King III list of recommendations

  1. If you are practicing good governance in working out the long‐term strategic direction of a company, you also need to integrate the sustainability issues pertinent to the business of that company.
  1. We need to develop a simplified balance sheet, a simplified profit-and-loss statement, and simplified related notes in understandable language, so that the average person can understand it.
  1. Companies need to report on how the business of the company impacts, both positively and negatively, on the community and the environment in which it operates.
  1. If you get your strategy right and you get buy‐in, you get ordinary people to achieve the most extraordinary things!
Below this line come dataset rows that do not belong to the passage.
PR #4976, opened 2021-08-18
chore(bridge): Migrate test framework to Jest (#4841)

### LINKED ISSUE #4841: Bridge: Switch from Jasmine / Karma to Jest as test framework
We consider switching from Jasmine to Jest for Bridge testing.
Points that would speak for it:

- There is more knowledge about it
- Mocking and stubbing is more comfortable
- Runs faster
- Is more stable than Karma and doesn't need a headless browser

There is the documentation for migration to Jest:
https://jestjs.io/docs/migration-guide

There is also a third-party package that makes the necessary code transformations: jest-codemods.
See the documentation linked above for more information.

Additional sources:
https://jestjs.io/docs/getting-started
https://medium.com/angular-in-depth/migrate-your-angular-library-to-jest-faba9579591a

## DoD
- [ ] Tests are running locally and in CI

laneli:

## This PR
Migrates the testing framework from Jasmine / Karma to Jest

### Related Issues
Closes #4841


bridge/client/app/_components/ktb-create-secret-form/ktb-create-secret-form.component.spec.ts
```diff
@@ -1,27 +1,34 @@
...
 
   beforeEach(waitForAsync(() => {
     TestBed.configureTestingModule({
-      declarations: [ KtbCreateSecretFormComponent ],
       imports: [
         AppModule,
-        HttpClientTestingModule,
-      ]
+        HttpClientTestingModule
+      ],
```
ermin-muratovic, line 16: Let's add the trailing comma here? Because on other places we also have it.
```suggestion
        HttpClientTestingModule,
      ],
```

bridge/tslint.json
```diff
@@ -1,5 +1,10 @@
 {
   "extends": "tslint:recommended",
+  "linterOptions": {
+    "exclude": [
+      "client/app/_models/trace.mock.ts"
```
ermin-muratovic, line 5: Is here an wildcard like `*.mock.ts` possible?

ermin-muratovic (dismissed):

Kirdock (changes requested):
At the moment there are about 2 different ways, how the `beforeEach` in each test is defined. It has the same functionality, it's just a very minor thing that does not need to be fixed.
v1:
```ts
beforeEach(async () => )
```
Here we also don't need to call `then()` if we put `await` before and the code inside of `then()` could be moved to the row below

v2:
```ts
beforeEach(waitForAsync() => )
```

bridge/tslint.json
laneli: I added it, but only for models. The mocks like DataServiceMock I would not exclude from tslint.

bridge/client/app/_utils/app.utils.ts
```diff
@@ -1,11 +1,15 @@
...
     if (delay === 0) {
       return of(undefined);
     }
 
-    return timer(0, delay);
+    return timer(dueTime, delay);
   }
 }
+
+export const INITIAL_DELAY_MILLIS = new InjectionToken<number>('Initial delay in millis');
```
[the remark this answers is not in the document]
laneli: Is now called `POLLING_INTERVAL_MILLIS`

bridge/client/app/_components/ktb-root-events-list/ktb-root-events-list.component.spec.ts
```diff
@@ -37,20 +37,18 @@ describe('KtbEventsListComponent', () => {
...
-      });
-  }));
+    }).compileComponents();
+
+    fixture = TestBed.createComponent(KtbRootEventsListComponent);
+    component = fixture.componentInstance;
+    dataService = fixture.debugElement.injector.get(DataService);
+    dataService.loadProjects(); // reset project.sequences
+    // @ts-ignore
+    dataService.getProject(projectName).subscribe((pr: Project) => {
```
Kirdock, line 47: This one could eventually be problematic, because `beforeEach` does not wait for its completion, but it should be fine in the test. Could be changed to `project = await dataService.getProject(projectName).toPromise()` or we use the `done` parameter of `beforeEach` and add it inside the `subscribe`

laneli: Added `done`

Kirdock (approved):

But if you don’t get it right and it doesn’t fit in with the milieu of the day, you can have the most extraordinary people, but you won’t achieve even ordinary things.
  1. Develop a responsible investor code for financial institutions to actually carry out their duties, to ensure that they vote for directors with the ability and capacity to in turn carry out their duties.
  1. Directors have to realize that their ultimate responsibility is social, environmental, and economic performance.
  1. Boards should adopt a policy or a framework for the remuneration of their senior executives and put it to a non-binding vote to shareholders, so they get an indication from their shareholders as to whether they are in the right ballpark.
  1. If an executive gets an additional bonus, it must be related to something that he or she has personally contributed.
  1. An external opinion on integrated reports is essential to ensure that they are a candid, open, and transparent disclosure of what has happened in an organization.
  1. Governments need to legislate the apportionment of blame and damages for a corporate failure (to make clear that everybody has to put their shoulder to the wheel).
  1. If we start now, at least we have a chance of a sustainable future on our planet. Otherwise, it will be too late.